Managing iron in the body is a lot like chaperoning a high school dance, according to Dr. Richard Watt.
“If you think of a dance, you have chaperones there to prevent dangerous reactions from taking place,” Watt said. “The metallochaperone proteins are in our body to bind metals . . . but if iron is not properly handled, it causes all of these side reactions that make dangerous chemicals.”
Watt researches how the body regulates the small amounts of iron needed to catalyze chemical reactions on the cellular level.
“The goal of our research is to understand how iron is moved around in a healthy person and then look at people that have these different diseases and evaluate where the iron is accumulating, what kind of damage it is causing, and then try to figure out which one of the metallochaperones stopped functioning and why,” Watt said.
Metallochaperones are constantly pumping iron in or out of a cell. When these minute levels of iron get out of balance, the body experiences an adverse response. For example, abnormally high iron levels have been linked to Alzheimer’s and Parkinson’s disease, while low levels have been associated with anemia and other sicknesses.
Watt is researching two projects that address both sides of iron dysregulation.
“High iron, low iron—we do it all,” Watt said.
One project Watt’s team is tackling challenges the normal hypothesis for the cause of Alzheimer’s. The disease is known to produce protein buildups called amyloid plaques and tau tangles, and a common theory is that these accumulations cause the cerebral malfunction demonstrated in Alzheimer’s-afflicted patients. Dr. Watt, however, hypothesizes that the plaques and tangles are secondary and are produced to protect the brain against the abnormal amounts of iron seen in Alzheimer’s patients.
“We think that maybe iron is getting too high in the cell and that cells are trying to get the iron out,” Watt said. “To protect themselves from the iron, the [cells] are packaging the iron in the amyloid plaques and tau tangles. That’s a hypothesis with Alzheimer’s.”
Watt’s work adds to a global body of research arguing that these proteins are a by-product of the high iron levels caused by certain diseases. Similar metal accumulation in protein plaques have been found in the brains of patients with Parkinson’s disease.
“The original hypothesis was that these plaques were killing the brain,” Watt said “A new model suggests that the plaques might be made to protect the brain from the dangerous effects of iron. It’s a shift in thinking, trying to determine what is causative agent for Alzheimer’s disease.”
A separate, concurrent project of Watt’s is the development of hepcidin inhibitors. Hepcidin is the hormone that controls how iron is redistributed in the body, and it is produced in high amounts when the body is inflamed. This can prevent the absorption of iron.

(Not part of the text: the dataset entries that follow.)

PR #133, opened 2021-10-03
Fix failing tests

### LINKED ISSUE #132: Fix failing tests
Tests are failing right now since `response` refactoring.
In Webguard.py there is a mismatch between setting cookies on request and on response...

attempt, attempt_by_id and logout method set and remove cookies both on request and response. I guess it should be  always on request ?

@josephmancuso what do you think ? I am not sure here !

girardinsamuel:
Fix #132


girardinsamuel:
I am merging this to resolve unit tests currently failing it's a really minor changes. Feel free to review it when you have time.
We can revert this if not okay.

PR #140, opened 2021-10-05
Check and add Python 3.10 support

### LINKED ISSUE #139: Add Python 3.10 support
- [x] Check python 3.10 is okay
- [x] Add python 3.10 in github CI test matrix
- [x] Add python 3.10 support in package metadata

girardinsamuel:
Fixes #139.

It just works ! (based on the unit tests)

There is one deprecation warning but Python 3.12, let us a bit of time...

### DIFF
--- a/.github/workflows/pythontest.yml
+++ b/.github/workflows/pythontest.yml
@@ -7,7 +7,7 @@ jobs:
     runs-on: ubuntu-latest
     strategy:
       matrix:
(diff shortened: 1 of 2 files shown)


josephmancuso (approved):
Masonite 4 is going to drop support for Python 3.6. I only want to support the last 4 Python releases. Will help keep Masonite moving forward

“We’re trying to trick the body into shutting down hepcidin production,” Watt said. “That would then let the body absorb the iron, send the iron to the bone marrow, and then restore red blood cell levels to carry enough oxygen.”
Developing a treatment for inflammation-induced anemia is “a really hot topic in the bio-iron field,” according to Watt.
“If we could either pretreat patients before surgery to get their blood levels as high as possible or treat them right after surgery to help them maintain a healthy blood supply, that would help them heal more quickly,” Watt said.
The hepcidin inhibitor research is progressing well. The culmination of this research would be to develop a commercially available drug to manage hepcidin levels, and Watt is getting close to that goal.
“We’re at the point where we’re trying to team up with a pharmaceutical company right now,” Watt said.